Difluorophosphoric acid
- Names: IUPAC name Difluorophosphinic acid

Identifiers
- CAS Number: 13779-41-4;
- 3D model (JSmol): Interactive image;
- ChemSpider: 55585;
- ECHA InfoCard: 100.034.005
- EC Number: 237-421-6;
- PubChem CID: 61681;
- UNII: 3QNA5YG39L;
- UN number: 1768
- CompTox Dashboard (EPA): DTXSID6065632 ;

Properties
- Chemical formula: HPO_{2}F_{2}
- Molar mass: 101.977 g·mol^{−1}
- Appearance: Colorless liquid
- Density: 1.583 g/cm^{3}
- Melting point: −96.5 °C (−141.7 °F; 176.7 K)
- Boiling point: 115.9 °C (240.6 °F; 389.0 K)

Structure
- Molecular shape: Tetrahedral at phosphorus atom
- Hazards: Occupational safety and health (OHS/OSH):
- Main hazards: Corrosive to living tissue
- Pictograms: GHS05: Corrosive
- Signal word: Danger
- Hazard statements: H314
- Precautionary statements: P260, P264, P280, P301+P330+P331, P303+P361+P353, P304+P340, P305+P351+P338, P310, P321, P363, P405, P501

= Difluorophosphoric acid =

Difluorophosphoric acid is an inorganic compound with the formula HPO2F2. It is a mobile colorless strongly fuming liquid. The acid has limited applications, in part because it is thermally and hydrolytically unstable. Difluorophosphoric acid is corrosive to glass, fabric, metals and living tissue.

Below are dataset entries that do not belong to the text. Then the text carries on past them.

PR #2596, opened 2019-08-02
NAS-102736

aervin:
* Adds ID and name props to all action buttons in volume-list.component
* Quick update to changelog parsing so that newlines work and the response is formatted in a readable way.

### DIFF
--- a/src/app/pages/storage/volumes/volumes-list/volumes-list.component.ts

A method to make pure difluorphosphoric acid involves heating phosphoryl fluoride with fluorophosphoric acid and separating the product by distillation:
POF3 + H2PO3F → 2 HPO2F2
It is prepared by hydrolysis of phosphoryl fluoride:
POF3 + H2O → HPO2F2 + HF
Further hydrolysis gives fluorophosphoric acid:
HPO2F2 + H2O → H2PO3F + HF
Complete hydrolysis gives phosphoric acid:
H2PO3F + H2O → H3PO4 + HF

The salts of difluorophosphoric acid are known as difluorophosphates.